If Phil Bourjaily’s take hold’s any water with you (and it should), a gas gun is excellent for high volume shooting but turn to an inertia gun when you need your weapon to run no matter what Mother Nature has in store.
That said, plenty of people have put inertia guns through heavy firing schedules with no problem, and plenty of people have taken gas guns into the field in below zero weather with no issues at all.
It’s always best to try a few out and see what works best for you — where you live and for your intentions — and go from there. Everything else is essentially speculation.
With that said, let’s run down the six best semi-auto shotguns you can get for any purpose. We’ll cover multiple types of each that are an excellent choice of semi-auto shotgun for a particular niche.
You might wonder a few things about semi-auto shotguns compared to pump-action shotguns and doubles. Let’s go over a few common ones.
How reliable are semi-auto shotguns?
Reliability in shotguns is relative, as it is with any firearm, but semi-autos specifically can be a little more sensitive to ammunition. Gas-operated shotguns require maintenance for best results, or they can become prone to feeding and cycling issues and increased cold sensitivity.
Well-made and well-maintained semi-autos are incredibly reliable. Gas-operated semi-autos can run very well in the cold if you use a dry lubricant or use a gun grease with a lower flow point (lowest temperature for optimal lubricity) for better operation.
Are semi-auto shotguns worth it?
If you’re only firing a few shots here and there with no real-time stress – meaning you’re not doing it on the clock in competition shooting or needing to put a second shot on game animals – then arguably not.
However, when fast follow-up shots are needed, or you’re trying to win a 3 Gun match, few investments are more worth it.
Is it legal to own semi-automatic shotguns?
In every jurisdiction in America, owning a basic semi-auto shotgun – including many of those listed here – is perfectly legal.
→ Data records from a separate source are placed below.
PR #94, opened 2022-11-23
Update Paste and use switch in capacity config

dremin:
### Summary

When porting supervisor-capacity to Flex UI 2.0 I left a TODO in to use the Paste `Switch` control once it was fixed. It is now, so I updated the template's version of Paste and switched the capacity checkbox to the switch.

I also fixed the placeholder first option in the caller-id dropdown being selectable when it shouldn't be (unrelated to the above, but figured I could sneak the fix in).

### Checklist


jhunter-twilio (approved):
lgtm

PR #96, opened 2022-11-23
Suppress Flex error during internal calls

dremin:
Note: Please review #98 first, if that approach seems sensible we can close this instead.

### Summary

When on an internal call, Flex is not aware of the conference state, and will throw an error saying such. This is new behavior after Sync removal. However, the call still works as it did before.

This PR works around the issue by suppressing the notification when on an internal call.

In the future, we could theoretically fix this and other issues with internal-call by taking a more 'native' approach allowing TaskRouter to manage the conference (that way it will be aware of conference state, and maybe even fix transfers). I spent a solid chunk of time looking into this, and have some ideas, but they haven't yet panned out, so I think this PR is a reasonable stop-gap.

I also noticed the `pluginsLoaded` handler wasn't referenced for this feature, so I fixed that too.

### Checklist


jhunter-twilio (approved):
yeah this is a good option for now - excited to hear the other solution design ideas

PR #97, opened 2022-11-28
Fix recording internal calls with dual-channel

dremin:
Note: Please review #98 first, if that approach seems sensible we can close this instead.

### Summary

Because Flex doesn't have conference state for internal calls, the dual-channel recording feature would not see the participants as joined and not begin recording as a result. This fix checks the active call in Flex state rather than task conference state to enable recording internal calls.

### Checklist


dremin:
This doesn't make the pause-recording feature work with internal calls. I can add a separate code path for it, but having 2 code paths for everything isn't very sustainable. I'd like to further pursue an alternate design for internal-call that avoids all of these issues.

I think this PR is still worthwhile to allow recordings with the current implementation, assuming the pause-recording feature isn't a necessity for this.

jhunter-twilio (approved):

PR #98, opened 2022-11-29
New approach for internal-call feature

dremin:
### Summary

Completely new approach to the internal-call feature, allowing TaskRouter to orchestrate the conference natively. This addresses issues with the previous approach:
- Internal transfers now work
- External transfers are shown correctly in UI
- Dual-channel recording now works (without code from #97)
- Pause recording now works
- Flex error no longer needs to be suppressed (#96)
- A single task is reported in Flex Insights
- Can be used when running the template locally

The new approach is simple: Call a "dummy" phone number or SIP address (which immediately disconnects, but does not end the conference) and automatically warm transfer to the desired agent.

### Checklist


dremin:
Still going to pursue this, merging the other fixes for the current approach to allow more time to mature this approach.

dremin:
The current issue with this approach is that it incurs additional cost compared to the previous approach by using a phone number. Attempts to implement this approach without adding cost have not been successful so far.

dremin:
Abandoning this PR; a true long-term solution needs to come from the product level to avoid the issues with this PR.

jared-hunter:
So many dashed hopes!

PR #99, opened 2022-11-29
Minor initial bringup improvements

dremin:
### Summary

- Added readme section for deploying the template without a pipeline
- Fixed issue in populate script when a parameter is not provided
- Updated flex-config env generate script to use account SID and auth token if api key/secret are missing, since those can be used instead
- Made device manager button match dialpad button style as another paste-elements example
- Fixed some minor typos

### Checklist


jhunter-twilio (approved):
awesome stuff, thank you!

PR #101, opened 2022-11-30
Fix schedule manager localization shortcomings

dremin:
### Summary

- Fix 'type' not using localized value
- Added utils/RRuleLanguage.ts for localizing recurrence rule text (copied the English one from [the RRule.js repo](https://github.com/jakubroztocil/rrule/blob/master/src/nlp/i18n.ts))

### Checklist


jhunter-twilio (approved):
lgtm

PR #103, opened 2022-12-01
Update CallbackService.ts

mirobotur:
fixed wrong variable definition

### Checklist


dremin (approved):
I didn't see this function referenced anywhere, but good to get this fixed so that it can be used!

PR #104, opened 2022-12-01
Stellwag

aestellwag:
### Summary
Added a new featureFlag check to the V2 portion of the plugin.  This changes how we check if a feature is enabled throughout our code.  I've updated any reference to custom_data or UIAttributes (where applicable) to the new method.  If we agree on this approach and merged, we can work on adding this to V1 if we feel there is value in doing so.


dremin:
@aestellwag this touches a lot of the same things that I touched in #91. That PR consolidates config fetches within each feature to one file. I like your approach of simplifying how config is fetched, so to minimize merge sadness I plan on copying the helper you added into #91 and adapt the new feature-specific files I added to use it.

jhunter-twilio:
@aestellwag - @dremin merged the critical changes from this PR into his other PR as they overlapped a lot.  The great news is both sets of changes were highly compatible! Closing this PR

PR #113, opened 2022-12-06
Windows updates 2

jhunter-twilio:
### Summary

Switching from `concurrently` to `npm-run-all` to support `npm run start:local:v1` and `npm run start:local:v2` commands in windows.  

Concurrently is doing something in the windows cmd shell that breaks the plugin start.  Shell.js also has the same issue, this is why the `npm run start:local` command still doesn't work as it uses shell.js to launch the process after it dynamically identifies the plugin folder.  As a reminder, this script is used after the template has been renamed.

### DIFF
--- a/README.md
+++ b/README.md
@@ -114,7 +114,7 @@ or (for Flex UI v2.x)
 ```bash
 npm run start:local:v2
 ```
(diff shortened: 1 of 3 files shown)


dremin (approved):
lgtm

PR #694, opened 2024-12-12
Fix queues data tiles breaking on Flex UI 2.7

dremin:
### Summary

If enabled, the feature broke Flex UI 2.7 or older because the API is not available until Flex UI 2.8.

### Checklist

- [x] Updated documentation


trogers-twilio (approved):
Code changes and doc updates look good. Thank you for catching this Flex UI version dependency.

PR #695, opened 2024-12-13
Add reference to Flex Plugin Library in readme

dremin:
### Summary

As discussed :)

### Checklist

- [x] Updated documentation


trogers-twilio:
Thank you Sam! Should we also direct the reader that they should remove any features from the Flex Project Template that overlap with the corresponding Plugin Library feature, linking to our guide on how to remove features from the Template?

dremin:
> @dremin Thank you Sam! Should we also direct the reader that they should remove any features from the Flex Project Template that overlap with the installed Plugin Library features to avoid Flex configuration conflicts, linking to our guide on how to remove features from the Template?

I'm more inclined to mention that the template versions should be used instead if they are going to deploy the template anyway, as there are still significant downsides to using the plugin library versions of these features. What do you think?

trogers-twilio (approved):
This looks great! Thank you for these documentation updates and encouraging Flex users to leverage the native Plugin Library features when possible.

PR #696, opened 2024-12-13
Support out-of-box localization

dremin:
### Summary

- Disable the localization feature if the native feature is enabled on the account
- Adjust `getUserLanguage()` helper to return the language set by the native feature when enabled
- Update docs (also updated the device-manager doc due to some outdated info I noticed, as well as some notes regarding TECHFLEX-462).

### Checklist

- [x] Updated documentation


trogers-twilio (approved):
Looks good, thank you for accounting for the language to return in the util function as well.

AndreyTwilio:
I guess this now could be merged?

PR #699, opened 2024-12-19
[SE-48] Support native messaging transfers

dremin:
### Summary

- Prevented conversation-transfer feature from being enabled when native messaging transfers are enabled
- Updated custom-transfer-directory feature to use the native interfaces for starting a messaging transfer when the native feature is enabled
- Updated conversation-transfer doc to list differences between it and the native feature

### Checklist

- [x] Updated documentation


trogers-twilio (approved):
This looks great! Thank you for addressing this potential feature conflict and making the custom directory compatible with native digital transfers.

PR #701, opened 2025-01-07
Fix endless ringing in ring-notification

dremin:
### Summary

When receiving multiple tasks, and they are both alerting at the same time, we would overwrite the `mediaId` of the first task, so we could not stop it when accepting. We avoid that scenario by returning in the `play` function if we are already playing.

As an initial attempt at the fix, I tried stopping the initial media when the second `play` was invoked, however, I found that in the case multiple reservations come to you at the same time, the `stop` would not actually prevent it playing when it was called before the audio file loaded. This may be an issue with the Flex `AudioPlayerManager`, but I did not look into this much further as the solution I landed upon seems to work well.

### Checklist


trogers-twilio (approved):
Nice catch. For future enhancement, we might want the ringing to begin again if there's still a reservation in pending after the current ringing one has triggered a stop. But not something to deal with in this PR.

PR #703, opened 2025-01-08
Feature/enhanced queue filter array support

SeanHolden:
### Summary

_Provide a summary of the change_

### Checklist

- [x] Updated documentation
- [ ] Requested one or more reviewers


dremin (changes requested):
Thanks for adding this @SeanHolden! A couple issues I noticed:
1. The change removes the global queue filter inadvertently, it needs to be added back (ideally with the same enhancement!)
2. The type definitions need to be updated. For the worker attributes, this is in `types/task-router/Worker.ts`.

dremin:
Closing in favor of #815.

PR #706, opened 2025-01-27
Update TR SDK Task type

dremin:
### Summary

Allows adding event listeners on the TR SDK task object. Not used anywhere in the default feature set.

### Checklist


trogers-twilio (approved):
Thank for adding support for this scenario in case it arises

PR #719, opened 2025-02-28
Update agent assistance alert icon

dremin:
### Summary

The native alerting feature uses a bell icon as well, so we need to change to something else. Used the same help icon from the agent view for consistency. Also updated the style to match other buttons in the header.

### Checklist

- [x] Updated documentation


trogers-twilio (approved):
Thank you for catching this feature icon conflict and resolving it so quickly!

PR #722, opened 2025-03-20
Fix UI issues with number validation

dremin:
### Summary

- Add a try/catch in case the serverless request to validate number fails
- Fix missing phone number in error message

### Checklist


trogers-twilio (approved):
Thank you for making this feature more robust

PR #738, opened 2025-04-30
Fix create-task vulnerability

dremin:
### Summary

- Fix create-task function being accessible without auth
- Fix TR helpers returning token in response
- Also fixed unprotected unpark-interaction function

### Checklist


trogers-twilio (approved):
Looks good! Thank you for addressing this.

PR #748, opened 2025-05-30
Fix bad state when ending monitor leg by PSTN/SIP phone

dremin:
### Summary

Previously, we relied on the StopMonitoringCall action to clean up state and the Sync doc. However, this does not account for situations where the monitor call leg ends due to other reasons, such as hangup from a PSTN/SIP phone. For example, if the monitor call leg is ended from a SIP device, the Sync doc never gets updated, which leaves an incorrect coaching indicator on the agent's desktop.

Flex state maintains information about the monitor call leg, so move the logic to a hidden always-mounted component that listens to these state updates instead, and perform the clean up there.

### Checklist


plugin-flex-ts-template-v2/src/feature-library/supervisor-barge-coach/custom-components/CoachingStatusMonitor/CoachingStatusMonitor.tsx
```diff
@@ -0,0 +1,46 @@
...
+    // we need to update the Sync doc to remove the supervisor after they stop monitoring the call
+    if (!isAgentCoachingPanelEnabled() && !isSupervisorMonitorPanelEnabled()) return;
+    SyncDoc.initSyncDocSupervisors(monitoredAgentWorkerSid, '', myWorkerSID, '', '', 'remove');
+
+    // Remove the agent we monitored from local storage
+    localStorage.removeItem('agentWorkerSID');
+  };
+
+  useEffect(() => {
+    if (monitoringState === 2 && monitoringTask?.sid) {
```
trogers-twilio, line 30: @dremin Are the monitoringState values documented anywhere? I think this code is readable based on the note within the if block, just curious if there is any public documentation we can point to for these values in case they were ever changed.

trogers-twilio: Thanks for confirming these values are not currently publicly documented. The note in the code will be sufficient to indicate what it means.

trogers-twilio (approved):
Looks good. Thank you for enhancing this to handle these alternative scenarios of the monitored call ending.

PR #772, opened 2025-08-05
Salesforce integration example feature

dremin:
## Overview

This feature provides an enhanced Salesforce integration which replaces the out-of-box Salesforce integration plugin. It can be used as a starting point for customizing Salesforce integration functionality, which is not possible when using the out-of-box integration.

Functionality included within this implementation:
- Activity logging
  - Creates activity upon task completion or cancellation
  - Includes agent copilot disposition and summary
  - Relates the activity to the dialed or screen-popped record, or the agent-selected record
- Click-to-dial
- Screen pop
- UI enhancements
  - Disables the pop-out and pop-in buttons while on a call, to prevent accidental call hangups
  - Hides the CRM container when embedded
  - When screen pop returns multiple records, a dropdown is added to the interface for the agent to select the appropriate record for activity logging

### Context

Flex includes a Salesforce integration out-of-the-box, however, it is not fully customizable. If the out-of-box integration does not fully meet your needs, you may end up needing to build your own enhanced integration, re-creating the functionality included in the out-of-box integration.

### Objective

This `salesforce-integration` feature aims to be used as a starting point for your own customized Salesforce integration. The feature offers largely the same baseline functionality of the out-of-box integration, as well as some critical usability enhancements:

- Disables the pop-out and pop-in buttons while on a call, to prevent accidental call hangups
- When screen pop returns multiple records, a dropdown is added to the interface for the agent to select the appropriate record for activity logging

### Checklist

- [x] Updated documentation


dremin:
A few things to ponder:

1. There are some additional utility bar customizations we could apply that are explored [here](https://github.com/twilio-professional-services/plugin-salesforce-utility-item-customization). It may make sense to add them as optional items so we could retire that repo.
2. For multiple match screen pop results, we display a dropdown in the agent UI. However, customers may want to use LMS to offer a more direct UI within the Salesforce record itself. Since the template does not deploy managed objects in Salesforce, we cannot include a working out-of-box example of this. Maybe it would be worth adding a mention in the docs.

dremin:
Both items in the previous comment have now been addressed.

dremin:
Realized one more thing to add--a notification when attempting click-to-dial in the Offline activity.

PR #1496, opened 2017-02-25
For information only: Implement an RxJS Observable-supporting row model.

mrsheepuk:
I have no expectation that you guys will merge this one, but I wanted to share what we've done with you for your information / reference - if there's anything useful from it for the main ag-Grid, you're welcome to adopt or ignore as you see fit (any changes I have made can be considered MIT licensed) :) 

If there's anything we've done that screams "terrible idea!!!" please let me know!

The purpose of this change is to allow an RxJS Observable data source to power the row data, with intelligent RowNode re-use when that observable emits an array containing identical objects to previous, and to re-use those nodes but update their data when the object is different but has the same 'ID' (identified from the data by a configured property rowDataSourceKeyProperty).

The reason for doing this at all was that we found in our use case for the grid (a data table with ~30 columns, ~50 rows displayed, data set of up to 2,000 rows, updating from a data source every 5 seconds), on Internet Explorer (11) in particular, there was a jarring pause while the browser processed the data dump each time we refreshed the data. We're using a unified top-down read-only immutable state for our application (controlled by NgRx Store), and our state update process to refresh the data ensures that where the data is identical, the objects get re-used, and where it changes, new objects are returned.

When using this observable in memory row model, we now get great performance for this use case.


seanlandsman:
Hi,

Thanks for the PR - some interesting ideas here. 

We've done a number of changes around how you can update the grid, as well as providing RxJS examples here https://www.ag-grid.com/javascript-grid-rxjs/?framework=all#gsc.tab=0

Please have a look and see if this helps. It's unlikely we'll incorp RxJS support directly into the grid, but the api and examples above should hopefully help

thanks for the PR!

mrsheepuk:
Hi @seanlandsman - just got round to moving from our fork back to the main ag-grid and I'm happy to report excellent performance now with updates flowing from an observable, using your examples as a guide.

Thanks!

PR #1498, opened 2017-02-28
Only prevent scroll when gridPanel can scroll

kindy:


rmc-software:
Closing as this PR is no longer required. Thanks.

PR #1538, opened 2017-03-20
Added no-dependencies badge to README

AmitMY:
A very interesting thing about ag-grid is that it is dependencies free.
I think it would be nice to show it on README


AmitMY:
That shield does not work anymore.
I still think the idea is solid, and you should add a shield for it @ceolter 
Closing

PR #1546, opened 2017-03-23
Supporting cellRendererFramework in group cell renderer

### LINKED ISSUE #1545: AutoGroupColumn doesn't support cell renderer framework
```
[ x] bug report => search github for a similar issue or PR before submitting
[ ] feature request
```

**Current behavior**
Currently, if I use aurelia ag-grid (or any other framework!) and using my own cell render template for a column which I want to group - when I group the column - it displayed the original data (plain text) instead of using the column's cell template.
(This BTW, is because the groupCellRenderer code only checks if a cellRenderer was deined on the column, instead of looking AS WELL if a cellRendererFramework was defined - before returning the plain data.)

**Expected behavior**
That grouped columns cell renders will correctly display the framework template I defined for that column.

**Minimal reproduction of the problem with instructions**
Define an ag-aurelia grid (or any other framework grid) with a column that has its own cell template (e.g. with red background) and group it.
You will see that when grouped - the plain text data is presented - and not with the red background.

THIS IS A BUG.

N/A

* **ag-Grid version:** 8.2.0

YES - I'm suing latest version.

* **Browser:**
All

* **Language:**
all | TypeScript X.X | ES6/7 | ES5

bondib:
fixes #1545
It would be nice BTW the receive a free dev. license for the help...


rmc-software:
Closing this PR as this issue has now been fixed. Thanks.

PR #1587, opened 2017-04-11
fix(gridOptions): set type of paginationAutoPageSize to boolean

PatrickEifler:
Please take the following issue as reference: https://github.com/ceolter/ag-grid/issues/1563

According to the documentation the paginationAutoPageSize field should be a boolean.
In the ComponentUtil Class it is already part of the BOOLEAN_PROPERTIES
Enum. Thats why this PR only consists of the gridOptions update.


kylecannon:
+1

kylecannon:
@ceolter @seanlandsman can we please get this looked at? This is causing issues with Angular's build process.

ceolter:
will be in next release.

PR #1593, opened 2017-04-15
Fix: cell should not be selected in range on row selection when also using ag-grid-enterprise

zealoushacker:
When using ag-grid with ag-grid-enterprise, and enabling both range selection and row selection, the grid creates a focused cell, which also becomes one of the selected ranges. This is highly undesirable, because when selecting a row, the intent of a user is *not* to *also* select that row's 0th cell as one of their selected ranges. 

This fixes that bug.


zealoushacker:
For this to work properly with ag-grid-enterprise cell range selection, here's the relevant PR on ag-grid-enterprise: https://github.com/ceolter/ag-grid-enterprise/pull/123

rmc-software:
This is working as expected when both row selection and range selection is enabled, so closing this PR.

PR #1635, opened 2017-05-15
#1634 issue -  creating single-click-edit option in colDef object

saidganim:
Added single-click-edit field in colDef interface . Also added checking this field in click-handler.


rmc-software:
This has been added to the latest branch and will be merged into master once we do our next release. Thanks.

PR #1689, opened 2017-06-05
[bugfix] custom floating filters

jeffskelton3:
**Summary**

Partial fix the issue mentioned in this issue: https://github.com/ceolter/ag-grid/issues/1528 despite it being closed, it still appears to be happening as of version 10.0.1 

Heres a [plunkr](https://plnkr.co/6FFPWITofzjz7kffJ2qf?p=info) using version 10.0.1 that demonstrates the issue still happens.

**Details**

`onParentModelChanged` appears to be be missing from the `mandatoryMethodList` array in the component provider. Any time one tries to update a filter using a custom floating floating filter type, it breaks and throws a `this.floatingFilterComp.onParentModelChanged is not a function` error. This PR adds them to the array and appears to prevent the error from happening. That said, the filter model does not appear to be getting updated (to be fair, I could be missing something there). I'm still submitting this as the custom floating filters are simply not functional as is and this allows one to work around since we have access to the grid api directly in versions 10+ (thank you soooo much for adding that btw. So useful!!).

### DIFF
--- a/dist/lib/componentProvider.js
+++ b/dist/lib/componentProvider.js
@@ -50,42 +50,42 @@ var ComponentProvider = (function () {
                 defaultComponent: headerGroupComp_1.HeaderGroupComp
             },
             setFloatingFilterComponent: {
-                mandatoryMethodList: [],
+                mandatoryMethodList: ['onParentModelChanged'],
                 optionalMethodList: [],
                 defaultComponent: floatingFilter_1.SetFloatingFilterComp
             },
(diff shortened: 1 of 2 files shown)


bcandullo:
This fixes the errors I was experiencing using angular4 + ag grid 10.0.1. The error is no longer thrown, and filter works correctly.

rmc-software:
This issue has now been fixed in master so closing this PR. Thanks.

PR #1711, opened 2017-06-15
Fix default filter type selection on initial render

jakeboone02:
If `filterParams.defaultOption` is set for a colDef, the choice is not reflected in the filter type drop down menu on the first load.

Example:

```typescript
import {ColDef, BaseFilter} from 'ag-grid';
const cd = <ColDef> {
  filter: 'number',
  filterParams: {
    defaultOption: BaseFilter.LESS_THAN
  }
};
```

The first time the filter menu is opened for this column, the drop down for filter type will be set to "Equals" even though the actual filter used is `lessThan`.

This PR should resolve the issue.


solvemon:
Here is a reproduction of this bug: https://plnkr.co/edit/PcnTlVHqMdQzib8IyH4N?p=preview

PR #1714, opened 2017-06-16
Add IViewportDatasourceParams to main exported type definitions

Amerzel:
https://github.com/ceolter/ag-grid/issues/1713

```
[ ] bug report => search github for a similar issue or PR before submitting
[x] feature request
```

I would like to see ```IViewportDatasourceParams``` added to the exported types in ```main.d.ts``` so that I can easily import and use this type in my code. With the recent restructuring of the exported types list I now have to import ```IViewportDatasourceParams``` directly from ```ag-grid/dist/lib/interfaces/iViewportDatasource``` in order to use the interface.

**ag-Grid version:** 10.1.0


amirburbea:
YES!!!
Currently in my app I have to do this

import { IViewportDatasourceParams } from 'ag-grid/dist/lib/interfaces/iViewportDatasource';

which is silly

seanlandsman:
Hi

IViewportDatasourceParams should now be exported - please upgrade and this should resolve the problem for you

thanks

PR #1817, opened 2017-08-09
Fix CSV headers with grouping columns

shirosaki:
CSV headers are not correctly displayed with grouping columns.
When 3 level nested headers, header position of second level is
wrong.
Header `undefined` is shown above no grouping columns.

For example grouping header of CSV export looks wrong with the following header.

header_example

CSV export shown in Excel
csv_export_example

### DIFF
--- a/src/ts/gridSerializer.ts
+++ b/src/ts/gridSerializer.ts
@@ -332,18 +332,18 @@ export class GridSerializer {
     }
 
     recursivelyAddHeaderGroups<T> (displayedGroups:ColumnGroupChild[], gridSerializingSession:GridSerializingSession<T>):void{
-        let directChildrenHeaderGroups:ColumnGroupChild[];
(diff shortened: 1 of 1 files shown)


shirosaki:
`recursivelyAddHeaderGroups` was added in this commit.

https://github.com/ag-grid/ag-grid/commit/f149c7da863590b3e78cb05806352ff783aced8c

I think that `AG-428 Allowing more than two grouped headers` is not completed.

makinggoodsoftware:
Hi,

Thanks for this, since we develop in latest and not in master, I could not merge easily your changes in, so I have done it manually, this will be part of master from the next release.

Thanks!

shirosaki:
Thanks!
I tried Version 13.0.0, but `undefined` is still shown.
Another fix is #1847.

PR #5348, opened 2022-07-12
Ag 6825 fix suppress sorting for set filter

AndrewGlazier:


enterprise-modules/set-filter/src/setFilter/setValueModel.ts
```diff
@@ -403,6 +401,25 @@ export class SetValueModel implements IEventEmitter {
...
     }
 
+    private uniqueStringArray(values: any[]): (string | null)[] {
+        const stringifiedResults = _.toStrings(values);
+        if (!stringifiedResults) {
+            return [];
+        }
+
+        const uniqueValues = this.uniqueValues(stringifiedResults);
+        return stringifiedResults.filter(item => {
```
alantreadway, line 411: Just wondering if `Object.values(uniqueValues)` would give the same result as the filter applied here?

alantreadway (commented):
Looks like a reasonable refactor, just one suggestion for a potential code reduction, but needs testing.

enterprise-modules/set-filter/src/setFilter/setValueModel.ts
AndrewGlazier: The issue here is that uniqueValues itself is applying the sort, in the event of numeric items (or even numeric strings) we're generating keys as such:

'30',
'2,
'1',

javascript maps sort numeric strings/numbers when inserted into an object.

Pop this into console to prove the hypothesis:
new Array(10).fill(undefined).reduce((acc, _, idx, arr) => ({ ...acc, [`${arr.length - idx}`]: arr.length - idx }), {});

Note how despite the fact the order should be inverted, the output in the console is actually linear 1-10.

alantreadway: @AndrewGlazier ok sounds good - could you add a comment to highlight this for future readers, as my natural instinct would have been to refactor this? :-)

PR #5351, opened 2022-07-14
Ag 5105/annotations

manapeirov:
Documentation for the new cross lines feature:  https://ag-grid.atlassian.net/browse/AG-5105 + https://ag-grid.atlassian.net/browse/AG-6289


alantreadway (approved):
LGTM - the example is a bit verbose, but I wonder if we looked at crossLine theming support that might reduce some of the options down a little?

manapeirov:
@alantreadway PTAL

PR #5357, opened 2022-07-14
Ag 5105/annotations

manapeirov:
Default fill and stroke for crossLines via chart theme


charts-packages/ag-charts-community/src/chart/mapping/prepare.ts
```diff
@@ -243,10 +243,17 @@ function calculateSeriesPalette<T extends SeriesOptionsTypes>(context: Preparati
     return paletteOptions as T;
 }
 
-function prepareAxis<T extends AxesOptionsTypes>(input: T, ...defaults: T[]): T {
+function prepareAxis<T extends AxesOptionsTypes>(axis: T, defaults: Omit<T, "crossLines"> & { crossLines: AgCrossLineOptions }): T {
```
alantreadway, line 246: Nit: Maybe rename `defaults` to `axisTheme` to reflect the changed expectations?

charts-packages/ag-charts-community/src/chart/mapping/prepare.ts
```diff
@@ -243,10 +243,17 @@ function calculateSeriesPalette<T extends SeriesOptionsTypes>(context: Preparati
...
     const removeOptions = { top: DELETE, bottom: DELETE, left: DELETE, right: DELETE } as any;
-    return jsonMerge(...defaults, input, removeOptions);
+
+    // Special cross lines case where we have an arrays of cross line elements which need their own defaults.
+    if (axis.crossLines) {
+        const { crossLines: crossLinesTheme } = defaults;
+        axis.crossLines = axis.crossLines.map((crossLine) => jsonMerge(crossLinesTheme, crossLine));
+    }
+
+    return jsonMerge(defaults, axis, removeOptions);
```
alantreadway, line 256: We may need to remove `crossLines` from `default` before using it here, otherwise you may be seeing some console warnings about mismatching types?

manapeirov: Do you mean by using the removeOptions?

alantreadway:
FYI: https://github.com/ag-grid/ag-grid/pull/5354 merged

charts-packages/ag-charts-community/src/chart/mapping/prepare.ts
alantreadway: I think either way is fine (`axesTheme` is a resuilt of a `jsonMerge()` in  `prepareOptions()` - so directly mutating is practically fine) - but it might be cleaner to copy & remove in this method.

You can't use `removeOptions` directly since it is applied last (and would remove any user-supplied `crossLines` property - but you could add an extra input to `jsonMerge` immediate after `axesTheme`/`defaults` to clean-up before applying user-supplied options?

manapeirov:
@alantreadway PTAL

alantreadway (approved):
LGTM

PR #5364, opened 2022-07-15
AG-5105 - Add enabled property to `AgCrossLineOptions` and `AgCrossLi…

manapeirov:
- Add `enabled` flag to crossLine options for consistency
- Change rendering order depending on type of crossLine

### DIFF
--- a/charts-packages/ag-charts-community/src/chart/crossline/crossLine.ts
+++ b/charts-packages/ag-charts-community/src/chart/crossline/crossLine.ts
@@ -11,6 +11,7 @@ import { ChartAxisDirection } from "../chartAxis";
 import { CrossLineLabelPosition, Point, labeldDirectionHandling, POSITION_TOP_COORDINATES, calculateLabelTranslation } from "./crossLineLabelPosition";
 
 export class CrossLineLabel {
+    enabled?: boolean = undefined;
     text?: string = undefined;
     fontStyle?: FontStyle = undefined;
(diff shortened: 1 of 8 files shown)


charts-packages/ag-charts-community/src/chart/crossline/crossLine.ts
```diff
@@ -77,7 +79,7 @@ export class CrossLine {
     }
 
     update(visible: boolean) {
-        if (!this.type) { return; }
+        if (!this.enabled || !this.type) { return; }
```
alantreadway, line 82: Does the update case work correctly? I.e. for an existing chart with crossLines enabled, does disabling them actually remove them?

charts-packages/ag-charts-community/src/chart/crossline/crossLine.ts
```diff
@@ -96,8 +98,10 @@ export class CrossLine {
             this.updateRangeNode();
         }
 
-        this.updateLabel();
-        this.positionLabel();
+        if (this.label.enabled) {
```
alantreadway, line 101: Ditto

charts-packages/ag-charts-community/src/chart/crossline/crossLine.ts
manapeirov: yes

manapeirov:
@alantreadway PTAL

However, a model with an adjustable or folding stock or a pistol grip can run afoul in states with assault weapon laws, as are barrels less than 16 inches in length.
So check your state regs.
Magazine-fed semi-auto shotguns, such as AR-12s, Saigas and other AK-pattern shotguns are much more likely to be prohibited in such states. The typical semi-auto, as a common type of sporting gun, is generally safe everywhere.
The semi-auto shotguns listed here cover pretty much every base imaginable for a semi-auto shotgun and every purpose you might have for one, from hunting to sporting clays to defense and all points in between.
The semi-automatic shotgun is arguably the perfection of the gun as a firearm. It is more effective in the field. Modern semi-auto shotguns are faster and just as reliable as many pump-action shotguns.
True, the price tag can be daunting, but you don’t have to spend that much more. And if you use it, you’ll get every penny out of your investment.